# Measuring uncertainty of a fitted calibration curve

My question is: how can you compute the prediction interval of a calibration curve, just like you might for any other regression model.

A calibration curve maps estimated probabilities to empirical probabilities. A fairly simple but common method seems to be fitting a piecewise constant "histogram" curve, as shown here. However, I imagine this may not work very well when the amount of data is small. On the other hand, R seems to fit some sort of spline instead for the curve.

I don't know exactly how R fits the spline curve, but fitting estimated probabilities to ground truth labels $$\{0, 1\}$$ corresponding to "incorrect prediction" and "correct prediction" seems to be the obvious thing to do.
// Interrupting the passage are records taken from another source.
PR #2331, opened 2025-07-31
tests: Standardize indentation

stgraber:
This is the result of: shfmt -w -i 4 -sr -l test/

### DIFF
--- a/test/backends/btrfs.sh
+++ b/test/backends/btrfs.sh
@@ -1,29 +1,29 @@
 btrfs_setup() {
-  # shellcheck disable=2039,3043
-  local INCUS_DIR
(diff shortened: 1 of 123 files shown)


bensmrs:
Gonna be really painful to git blame…

stgraber:
@bensmrs yeah, those kind of changes tend to make it a bit harder but it's not that bad.
You typically `git blame` and find that commit, then you `git blame HASH^` to blame past that commit. I pretty frequently have to do that when using git blame anyways.

bensmrs:
I just was looking into `git blame --ignore-rev=XXX`, I’ll have to try

tych0:
there is also a .git-blame-ignore-revs!

PR #2335, opened 2025-07-31
Fix directory unmount

bensmrs:
Closes: #2321


bensmrs:
Not sure if I should keep the same attempt loop as for the mounting code

bensmrs:
In the failing test, we’re checking non-FS devices, and as the path removal logic has been removed, the `/dev/XXX` mount isn’t removed. It’s not beautiful, but should we perform path deletion only if the path starts with `/dev/`?

bensmrs:
We could also pass a magic value to `FSType` in `unixDeviceRemove` or in `(d *disk) Stop` (the latter could be better, as we may be adding other funny device types that behave as UNIX devices) and filter on this in the path removal logic, your call.

stgraber:
> In the failing test, we’re checking non-FS devices, and as the path removal logic has been removed, the `/dev/XXX` mount isn’t removed. It’s not beautiful, but should we perform path deletion only if the path starts with `/dev/`?

That sounds like a nice and quick fix. Given /dev is a mount we manage (as a tmpfs), we know it's fine to delete stuff in there, so special casing it seems fine to me.

bensmrs:
Alright. I removed the warning logic, as the comments suggest it was there only for FS mounts.

bensmrs:
Looks like we don’t need the first `/`

stgraber (approved):

PR #993, opened 2015-06-13
Improve filter-control, cookie, multiple-sort and flat-json extensions

### LINKED ISSUE #959: Multiple-sort with multiple tables is not working
(By @rajeshbtlit)  In my scenario, i have 3 tables, and in first table multiple sort works fine no problem.
When i add it to second table, i see that the same sort modal opens (I mean the sort window of the first table)

JS fiddle here@ https://jsfiddle.net/jupitor/h2c683cn/

I have created two tables and added the multiple sort attribute for both and the second table always shows the first tables sorting columns

djhvscf:
filter-control: fix issues related to load the select control
cookie: names changed and added path, domain and secure options
multiple-sort: fix #959 
flat-json: added flatSeparator option and the code is more clear

### DIFF
--- a/src/extensions/cookie/README.md
+++ b/src/extensions/cookie/README.md
@@ -10,20 +10,38 @@ Use Plugin: [bootstrap-table-cookie](https://github.com/wenzhixin/bootstrap-tabl
 
 ## Options
 
-### stateSave
+### cookie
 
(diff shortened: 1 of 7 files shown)


wenzhixin:
Great!

PR #1007, opened 2015-06-17
Fix #980

### LINKED ISSUE #980: Detail view, when searching, returns wrong row
Using version 1.8.1, windows 7 32 bits, Browsers: All
As I said in the title, if you search and then press the + sign, you'll get the wrong info returned. As english isn't my nature tongue let me present you with a example.

    onExpandRow: function (index, row, $detail) {
        console.log(row);
    }

The above 'row' doesn't return the information that is inside that row.

Here's a fiddle!:
http://jsfiddle.net/e3nk137y/1997/

To reproduce, search for example '02' and click on the + thingy. I've console.log'd it.

OfficialBAMM

For people needing a solution asap:

    var temp = $detail.context;
    var debID = $(temp).parent().parent().children(".debID").html();

I've added a class on the ID i needed to get, maybe it's handy for someone.

tannermccoleman:
Fix #980 Detail view, when searching, returns wrong row

```initBody``` was using ```that.options.data``` (the full table data) instead of ```data``` (the current filtered data) to form the Detail view

### DIFF
--- a/src/bootstrap-table.js
+++ b/src/bootstrap-table.js
@@ -1452,7 +1452,7 @@
             var $this = $(this),
                 $tr = $this.parent().parent(),
                 index = $tr.data('index'),
-                row = that.options.data[index];
+                row = data[index]; // Fix #980 Detail view, when searching, returns wrong row
 
             // remove and update
             if ($tr.next().is('tr.detail-view')) {


wenzhixin:
Thanks

jogo:
I just hit this bug, when will 1.8.2 be out with the fix?

PR #1013, opened 2015-06-17
Fix #981: Grep-style filter callback function

### LINKED ISSUE #981: Grep-style filter callback function?
Is there any way to have a grep-style callback function for manual filtering? IE return false to filter out an item, return true to keep it

tannermccoleman:


wenzhixin:
Can you provide an example to show the feature like #1014?

tannermccoleman:
Sorry, I rushed trying to get this done and neglected to test it! For now it only works when the search is triggered, and it causes sorting to break. I'm trying to come up with a better solution today.

djhvscf:
Ok, please provide an example when you are done

tannermccoleman:
[Here's a working example of my filterRows option](http://jsfiddle.net/3yrbze3u/6/). 

I've created a new method called "refilterRows" which just runs ```BootstrapTable.prototype.initSearch``` and ```BootstrapTable.prototype.updatePagination``` again.

wenzhixin:
It seems have problem after sort, steps:
1. Click Starts to sort by asc
2. Enter Minimum Stars: 200
Please help to check.

src/bootstrap-table.js
```diff
@@ -969,6 +974,7 @@
         if (this.options.sidePagination !== 'server') {
             var s = this.searchText && this.searchText.toLowerCase();
             var f = $.isEmptyObject(this.filterColumns) ? null : this.filterColumns;
+            var r = (typeof this.options.filterRows === "string");
```
wenzhixin: When we via JavaScript:
```js
bootstrapTable({
    filterRows: function () {}
});
```
Here will cause error.
BTW, please use `'` instead of `"`.

wenzhixin:
Need to update this PR

PR #1014, opened 2015-06-18
Added support for title attribute in the TH and TD tag

### LINKED ISSUE #1005: Support for the HTML5 `title` attribute
To show a small descriptive text on hover, one can use the `title` attribute on a `<th>`, like so :

``` html
<th data-sortable="true" title="This column is awesome">My Header</th>
```

This attribute is lost/ignored when using `bootstrap-table`.
The `data-title` attribute overrides the contents of the `<th>` ("My Header" in the above example), which is not what I want.

How can one set the hover title ?

djhvscf:
Fix #1005 
Example [here](http://jsfiddle.net/djhvscf/e3nk137y/2112/)


EvanLiu2968:
How to support for title in the TD tag ?

PR #1022, opened 2015-06-19
Updated cookie extension with selectPage Method.

Xandertje:
Updated cookie extension to extend the selectPage Method so that it updates the state save page number cookie.


djhvscf:
Can you provide an example of this improvement?

Xandertje:
When the selectPage method is called, the pageNumber cookie is not changed. I needed to add this code in order to get it to work.

wenzhixin:
Can we merge this pull request @djhvscf

djhvscf:
Yes, we can. @wenzhixin

PR #1034, opened 2015-06-22
Fix  Reorder column order issue when column is invisble

### LINKED ISSUE #1031: Reorder column order issue when column is invisble
1- Hide the column using columns menu and then reorder column and if you visible the hidden column it will show as first column, is there any configuration that column should show as last column instead of first.
2- Is there any configuration, so column like checkbox and radio button can not be dragged?

djhvscf:
Fix #1031 
Example for #1031 [here](http://jsfiddle.net/djhvscf/e3nk137y/2181/) and [here](http://jsfiddle.net/djhvscf/e3nk137y/2194/)
Adding the group-by extension but it is in testing


haideraliarain:
Thank you

PR #1057, opened 2015-06-25
Fixes #1051 where HTML chars shown in filter-control select

### LINKED ISSUE #1051: Filter-control type 'select' gets all string with html tags

tmorehouse:
Removes HTML characters from appearing in SELECT dropdowns.


wenzhixin:
Great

The problem comes when I want to measure the uncertainty in the calibration curve: if the calibration curve says that a predicted confidence of 70% really maps to 73% empirically with an 1-std prediction interval of [0.23, 1.23], the interval is NOT an interval on the empirical probability, but rather an interval on the binary labels.

In the case of a histogram calibration curve, I can get the uncertainty on the estimated empirical probability by treating it as a bernoulli random variable and computing the variance. This solution does not carry over to the case where I use another arbitrary regression model.

In the typical bayesian setting, when we have some predictors $$X = \{x_i\}$$ (in this case, uncalibrated predictions), labels $$R = \{r_i\}$$ (in this case, the binary result) and model parameters $$\theta$$, we can define a posterior over the parameters as:

$$P(\theta | R, X) \propto P(R|X,\theta)P(\theta)$$

Where $$P(\theta)$$ is some simple prior over the parameters. Usually, we model $$R|X,\theta \sim D(X,\theta)$$ for some distribution $$D(X,\theta)$$. A popular choice is $$D = \mathcal{N}(\mu = f(X;\theta), \sigma^2)$$, or for binary tasks, $$D = \text{Bernoulli}(p = f(X;\theta))$$.

However, neither of these choices would be valid in our case: we want our model to define a probability distribution over calibrated predictions $$Y$$, not the results $$R$$. Suppose we define a distribution $$Y \sim \text{Beta}(\alpha, \beta = f(X;\theta))$$ -- I chose the beta distribution as its support is the unit interval, although other choices can be made. Then we can write

$$D = \text{Bernoulli}(p \sim Y) = \text{Bernoulli}(p \sim \text{Beta}(\alpha, \beta = f(X;\theta)))$$

Computing $$P(R|X,\theta)$$ now requires integrating out $$Y$$ in the general case, but it just so happens that in this case we can show $$D = \text{Bernoulli}(p = \frac{\alpha}{\alpha + \beta})$$.

Note that the MLE version of this model -- $$\theta^* = \text{argmax}_\theta P(R|X,\theta)$$ -- is equivalent to training the model to regress $$R$$ from $$X$$, as mentioned. Yet by specifying the beta-bernoulli distribution, we can perform full bayesian inference. Now that we have defined both the prior and likelihood terms, all which remains is to sample from the posterior (which can be done via MCMC, variational inference, or other bayesian methods depending on the exact form of $$f$$), and then once we have samples of $$\theta$$, to sample from $$Y$$ in order to obtain the predictive distribution.